Please count the lines in these records that contain "suse" and give only that count.
##### RECORDED INFORMATION #####
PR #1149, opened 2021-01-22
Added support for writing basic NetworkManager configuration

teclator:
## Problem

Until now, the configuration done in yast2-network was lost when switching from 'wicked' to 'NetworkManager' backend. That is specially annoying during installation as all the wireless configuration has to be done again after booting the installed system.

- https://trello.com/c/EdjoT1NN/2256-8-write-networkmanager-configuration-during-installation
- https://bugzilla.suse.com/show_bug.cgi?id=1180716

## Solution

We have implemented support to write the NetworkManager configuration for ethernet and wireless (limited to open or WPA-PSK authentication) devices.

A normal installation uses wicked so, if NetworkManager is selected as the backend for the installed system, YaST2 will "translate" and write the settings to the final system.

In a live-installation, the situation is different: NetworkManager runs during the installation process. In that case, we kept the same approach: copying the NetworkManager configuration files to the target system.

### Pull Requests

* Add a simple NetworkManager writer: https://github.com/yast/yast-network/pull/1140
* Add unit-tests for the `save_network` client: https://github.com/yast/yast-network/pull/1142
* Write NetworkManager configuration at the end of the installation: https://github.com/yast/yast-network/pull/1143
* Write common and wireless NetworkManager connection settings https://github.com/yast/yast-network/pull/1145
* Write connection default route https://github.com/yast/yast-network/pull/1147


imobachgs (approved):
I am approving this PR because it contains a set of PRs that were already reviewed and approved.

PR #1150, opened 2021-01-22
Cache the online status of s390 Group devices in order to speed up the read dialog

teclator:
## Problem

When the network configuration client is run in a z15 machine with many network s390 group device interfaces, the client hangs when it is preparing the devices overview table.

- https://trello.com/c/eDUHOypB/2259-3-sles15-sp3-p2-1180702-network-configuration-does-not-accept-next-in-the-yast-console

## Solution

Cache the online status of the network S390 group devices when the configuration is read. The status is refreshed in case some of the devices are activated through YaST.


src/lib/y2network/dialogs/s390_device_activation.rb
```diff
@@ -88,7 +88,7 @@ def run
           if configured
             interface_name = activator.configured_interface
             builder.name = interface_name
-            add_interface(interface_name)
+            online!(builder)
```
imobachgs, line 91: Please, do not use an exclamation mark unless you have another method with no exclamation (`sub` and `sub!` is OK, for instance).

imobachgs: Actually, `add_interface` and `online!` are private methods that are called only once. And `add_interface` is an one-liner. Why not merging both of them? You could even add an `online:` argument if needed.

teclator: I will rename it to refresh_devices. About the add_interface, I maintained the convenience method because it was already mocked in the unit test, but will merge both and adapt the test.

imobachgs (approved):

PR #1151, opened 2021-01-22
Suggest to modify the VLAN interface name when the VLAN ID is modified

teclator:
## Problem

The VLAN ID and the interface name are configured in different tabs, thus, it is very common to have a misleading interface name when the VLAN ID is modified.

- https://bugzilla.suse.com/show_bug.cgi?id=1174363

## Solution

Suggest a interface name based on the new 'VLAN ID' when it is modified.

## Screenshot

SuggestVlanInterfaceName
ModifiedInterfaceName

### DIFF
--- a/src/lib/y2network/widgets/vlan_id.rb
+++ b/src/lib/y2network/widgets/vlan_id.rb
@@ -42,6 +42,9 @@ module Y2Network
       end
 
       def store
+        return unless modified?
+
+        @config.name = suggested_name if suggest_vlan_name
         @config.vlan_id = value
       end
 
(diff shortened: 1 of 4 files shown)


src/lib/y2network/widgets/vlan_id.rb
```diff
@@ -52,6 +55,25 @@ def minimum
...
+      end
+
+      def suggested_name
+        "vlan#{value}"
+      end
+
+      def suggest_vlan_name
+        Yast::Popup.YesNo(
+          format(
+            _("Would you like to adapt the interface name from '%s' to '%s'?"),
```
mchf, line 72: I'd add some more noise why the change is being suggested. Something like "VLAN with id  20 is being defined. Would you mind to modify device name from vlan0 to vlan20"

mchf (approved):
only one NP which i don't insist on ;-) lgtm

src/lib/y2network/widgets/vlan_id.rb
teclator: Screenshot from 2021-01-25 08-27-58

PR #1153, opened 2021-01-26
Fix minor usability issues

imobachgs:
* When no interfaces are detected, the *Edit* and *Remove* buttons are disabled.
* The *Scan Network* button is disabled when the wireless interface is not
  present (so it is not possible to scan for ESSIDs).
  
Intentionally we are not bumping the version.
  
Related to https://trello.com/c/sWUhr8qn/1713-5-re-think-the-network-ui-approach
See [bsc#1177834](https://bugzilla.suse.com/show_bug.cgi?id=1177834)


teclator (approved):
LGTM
#####
##### RECORDED INFORMATION #####
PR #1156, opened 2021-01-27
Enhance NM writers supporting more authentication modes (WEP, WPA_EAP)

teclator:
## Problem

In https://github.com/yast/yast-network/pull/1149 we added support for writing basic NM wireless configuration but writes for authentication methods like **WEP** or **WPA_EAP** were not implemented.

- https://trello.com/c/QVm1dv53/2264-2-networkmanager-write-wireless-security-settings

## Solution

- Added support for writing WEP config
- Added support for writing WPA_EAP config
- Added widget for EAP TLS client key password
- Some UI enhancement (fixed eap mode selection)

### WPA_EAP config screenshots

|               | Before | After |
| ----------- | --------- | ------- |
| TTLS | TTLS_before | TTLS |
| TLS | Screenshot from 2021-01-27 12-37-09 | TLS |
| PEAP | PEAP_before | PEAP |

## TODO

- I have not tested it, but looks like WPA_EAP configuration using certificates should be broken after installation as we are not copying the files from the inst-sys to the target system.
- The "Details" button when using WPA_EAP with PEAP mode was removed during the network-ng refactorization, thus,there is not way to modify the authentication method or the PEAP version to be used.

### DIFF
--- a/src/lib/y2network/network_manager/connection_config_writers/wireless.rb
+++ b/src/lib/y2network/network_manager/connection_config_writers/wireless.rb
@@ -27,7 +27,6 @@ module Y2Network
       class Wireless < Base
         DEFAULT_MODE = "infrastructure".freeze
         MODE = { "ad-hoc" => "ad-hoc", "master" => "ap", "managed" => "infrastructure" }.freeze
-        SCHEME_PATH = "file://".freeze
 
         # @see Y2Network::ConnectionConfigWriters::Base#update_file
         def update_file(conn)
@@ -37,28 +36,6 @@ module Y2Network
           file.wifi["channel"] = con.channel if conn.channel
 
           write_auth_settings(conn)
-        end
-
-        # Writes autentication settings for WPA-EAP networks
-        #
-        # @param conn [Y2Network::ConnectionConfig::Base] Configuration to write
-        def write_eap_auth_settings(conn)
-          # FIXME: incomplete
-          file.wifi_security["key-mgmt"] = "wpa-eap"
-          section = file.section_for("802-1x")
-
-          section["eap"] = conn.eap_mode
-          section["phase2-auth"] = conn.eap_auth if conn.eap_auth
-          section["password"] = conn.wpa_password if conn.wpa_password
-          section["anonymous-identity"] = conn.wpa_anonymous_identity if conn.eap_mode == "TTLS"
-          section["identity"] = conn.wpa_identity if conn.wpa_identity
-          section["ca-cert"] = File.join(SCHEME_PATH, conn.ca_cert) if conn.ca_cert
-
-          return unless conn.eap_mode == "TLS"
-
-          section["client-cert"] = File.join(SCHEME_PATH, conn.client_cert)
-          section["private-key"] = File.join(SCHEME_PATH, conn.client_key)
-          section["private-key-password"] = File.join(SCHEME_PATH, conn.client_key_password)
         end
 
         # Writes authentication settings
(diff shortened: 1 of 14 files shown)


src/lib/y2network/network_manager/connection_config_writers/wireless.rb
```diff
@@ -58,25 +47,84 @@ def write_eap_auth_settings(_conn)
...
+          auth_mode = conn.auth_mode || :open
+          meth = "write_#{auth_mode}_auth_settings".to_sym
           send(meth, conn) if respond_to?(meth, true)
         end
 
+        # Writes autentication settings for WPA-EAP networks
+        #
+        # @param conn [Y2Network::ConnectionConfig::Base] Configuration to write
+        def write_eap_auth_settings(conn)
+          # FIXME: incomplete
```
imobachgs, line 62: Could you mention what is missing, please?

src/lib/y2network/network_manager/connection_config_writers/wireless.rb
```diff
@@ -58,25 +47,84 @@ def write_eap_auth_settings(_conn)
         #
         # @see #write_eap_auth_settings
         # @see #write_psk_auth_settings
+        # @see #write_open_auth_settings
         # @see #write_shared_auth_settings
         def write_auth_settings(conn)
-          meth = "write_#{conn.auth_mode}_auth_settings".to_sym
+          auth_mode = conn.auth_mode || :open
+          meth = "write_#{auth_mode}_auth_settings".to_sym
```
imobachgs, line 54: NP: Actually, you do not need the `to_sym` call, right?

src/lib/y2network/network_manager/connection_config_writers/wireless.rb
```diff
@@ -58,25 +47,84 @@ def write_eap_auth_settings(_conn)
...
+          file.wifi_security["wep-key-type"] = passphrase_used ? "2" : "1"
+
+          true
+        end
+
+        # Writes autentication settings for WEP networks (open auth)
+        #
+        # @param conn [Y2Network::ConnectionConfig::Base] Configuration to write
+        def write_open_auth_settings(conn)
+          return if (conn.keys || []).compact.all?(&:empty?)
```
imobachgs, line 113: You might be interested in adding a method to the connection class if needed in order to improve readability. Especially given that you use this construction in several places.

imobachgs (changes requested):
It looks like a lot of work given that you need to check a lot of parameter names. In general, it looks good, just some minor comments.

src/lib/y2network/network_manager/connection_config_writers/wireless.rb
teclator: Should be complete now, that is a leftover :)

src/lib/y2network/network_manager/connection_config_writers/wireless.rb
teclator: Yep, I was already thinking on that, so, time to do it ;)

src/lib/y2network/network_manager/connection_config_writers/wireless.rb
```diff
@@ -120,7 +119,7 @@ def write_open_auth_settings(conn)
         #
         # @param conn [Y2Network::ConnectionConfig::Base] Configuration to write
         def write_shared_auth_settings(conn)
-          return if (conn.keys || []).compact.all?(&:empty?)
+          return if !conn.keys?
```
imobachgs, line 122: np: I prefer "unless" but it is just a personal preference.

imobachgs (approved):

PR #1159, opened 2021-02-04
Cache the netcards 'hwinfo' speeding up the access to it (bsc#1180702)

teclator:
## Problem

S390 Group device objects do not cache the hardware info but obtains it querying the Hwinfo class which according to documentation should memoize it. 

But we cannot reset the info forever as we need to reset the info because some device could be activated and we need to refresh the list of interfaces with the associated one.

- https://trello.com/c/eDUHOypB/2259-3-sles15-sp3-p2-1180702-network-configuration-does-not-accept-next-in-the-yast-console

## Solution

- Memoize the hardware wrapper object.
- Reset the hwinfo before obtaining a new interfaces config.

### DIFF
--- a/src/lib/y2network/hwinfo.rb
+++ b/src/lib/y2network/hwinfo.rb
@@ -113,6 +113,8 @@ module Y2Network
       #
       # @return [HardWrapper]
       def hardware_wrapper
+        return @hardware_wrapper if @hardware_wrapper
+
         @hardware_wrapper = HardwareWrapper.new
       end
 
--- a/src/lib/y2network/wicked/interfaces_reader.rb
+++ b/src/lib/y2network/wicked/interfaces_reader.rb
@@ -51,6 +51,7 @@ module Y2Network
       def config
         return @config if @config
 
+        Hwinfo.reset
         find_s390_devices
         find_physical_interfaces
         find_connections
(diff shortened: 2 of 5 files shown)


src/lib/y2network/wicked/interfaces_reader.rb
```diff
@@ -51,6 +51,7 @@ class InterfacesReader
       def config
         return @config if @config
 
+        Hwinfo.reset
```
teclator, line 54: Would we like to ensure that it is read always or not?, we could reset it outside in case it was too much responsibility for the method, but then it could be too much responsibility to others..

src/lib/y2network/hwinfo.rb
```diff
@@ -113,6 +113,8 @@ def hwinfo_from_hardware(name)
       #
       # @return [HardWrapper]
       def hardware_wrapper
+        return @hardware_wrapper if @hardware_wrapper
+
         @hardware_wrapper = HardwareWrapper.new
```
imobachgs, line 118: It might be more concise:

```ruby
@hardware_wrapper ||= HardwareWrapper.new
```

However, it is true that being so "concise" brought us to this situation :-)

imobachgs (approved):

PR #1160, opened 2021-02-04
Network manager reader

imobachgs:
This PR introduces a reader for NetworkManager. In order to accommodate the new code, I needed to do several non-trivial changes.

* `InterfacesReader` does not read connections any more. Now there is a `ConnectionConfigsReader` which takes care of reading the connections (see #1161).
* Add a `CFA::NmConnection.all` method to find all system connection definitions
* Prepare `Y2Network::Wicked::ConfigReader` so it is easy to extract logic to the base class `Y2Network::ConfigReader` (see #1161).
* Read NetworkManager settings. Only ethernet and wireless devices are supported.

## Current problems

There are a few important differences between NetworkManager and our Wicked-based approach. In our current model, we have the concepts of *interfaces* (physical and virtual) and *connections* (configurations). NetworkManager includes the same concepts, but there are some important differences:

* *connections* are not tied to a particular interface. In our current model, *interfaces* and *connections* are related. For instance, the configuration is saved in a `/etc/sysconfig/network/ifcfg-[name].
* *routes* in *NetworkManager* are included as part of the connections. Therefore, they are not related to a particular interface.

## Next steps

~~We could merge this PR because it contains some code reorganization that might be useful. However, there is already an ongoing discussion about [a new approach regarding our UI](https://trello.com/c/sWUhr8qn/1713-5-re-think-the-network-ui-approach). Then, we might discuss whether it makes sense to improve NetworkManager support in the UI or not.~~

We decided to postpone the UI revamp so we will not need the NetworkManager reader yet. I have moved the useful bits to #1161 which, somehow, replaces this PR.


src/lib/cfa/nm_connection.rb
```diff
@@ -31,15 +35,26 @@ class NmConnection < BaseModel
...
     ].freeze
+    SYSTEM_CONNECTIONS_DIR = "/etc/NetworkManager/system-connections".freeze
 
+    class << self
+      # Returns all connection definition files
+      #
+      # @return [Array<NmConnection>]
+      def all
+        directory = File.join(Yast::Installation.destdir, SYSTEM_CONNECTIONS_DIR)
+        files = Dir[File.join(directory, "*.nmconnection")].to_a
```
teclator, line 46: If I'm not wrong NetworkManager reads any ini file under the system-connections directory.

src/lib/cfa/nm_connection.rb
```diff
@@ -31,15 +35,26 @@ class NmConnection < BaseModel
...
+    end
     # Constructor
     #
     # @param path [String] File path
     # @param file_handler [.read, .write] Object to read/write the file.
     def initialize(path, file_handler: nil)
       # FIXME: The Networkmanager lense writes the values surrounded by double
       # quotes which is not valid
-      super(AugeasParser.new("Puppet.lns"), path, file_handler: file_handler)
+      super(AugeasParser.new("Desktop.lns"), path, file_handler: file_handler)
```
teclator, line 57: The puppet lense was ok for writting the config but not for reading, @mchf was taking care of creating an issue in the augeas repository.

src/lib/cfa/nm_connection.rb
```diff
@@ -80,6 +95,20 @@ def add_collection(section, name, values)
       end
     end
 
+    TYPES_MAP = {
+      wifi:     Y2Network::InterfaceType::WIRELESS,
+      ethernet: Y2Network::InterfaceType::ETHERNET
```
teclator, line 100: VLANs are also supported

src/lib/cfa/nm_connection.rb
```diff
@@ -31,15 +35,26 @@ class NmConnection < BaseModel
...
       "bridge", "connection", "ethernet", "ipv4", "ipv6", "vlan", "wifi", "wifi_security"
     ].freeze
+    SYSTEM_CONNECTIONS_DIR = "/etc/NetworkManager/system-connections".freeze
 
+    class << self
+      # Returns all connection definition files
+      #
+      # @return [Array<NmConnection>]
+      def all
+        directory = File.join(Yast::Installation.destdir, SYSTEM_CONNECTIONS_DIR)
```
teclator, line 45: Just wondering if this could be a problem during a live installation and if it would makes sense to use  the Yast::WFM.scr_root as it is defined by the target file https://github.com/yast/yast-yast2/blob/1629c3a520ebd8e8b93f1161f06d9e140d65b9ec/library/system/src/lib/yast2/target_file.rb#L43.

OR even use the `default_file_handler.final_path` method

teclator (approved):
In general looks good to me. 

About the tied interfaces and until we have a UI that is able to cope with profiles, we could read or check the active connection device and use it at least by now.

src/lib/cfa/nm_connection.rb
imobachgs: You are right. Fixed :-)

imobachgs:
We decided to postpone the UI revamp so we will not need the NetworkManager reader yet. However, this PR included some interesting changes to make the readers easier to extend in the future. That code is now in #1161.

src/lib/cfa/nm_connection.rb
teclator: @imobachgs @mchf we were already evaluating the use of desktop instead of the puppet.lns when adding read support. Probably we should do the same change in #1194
#####
● **ANSWER TO THIS PROBLEM**
3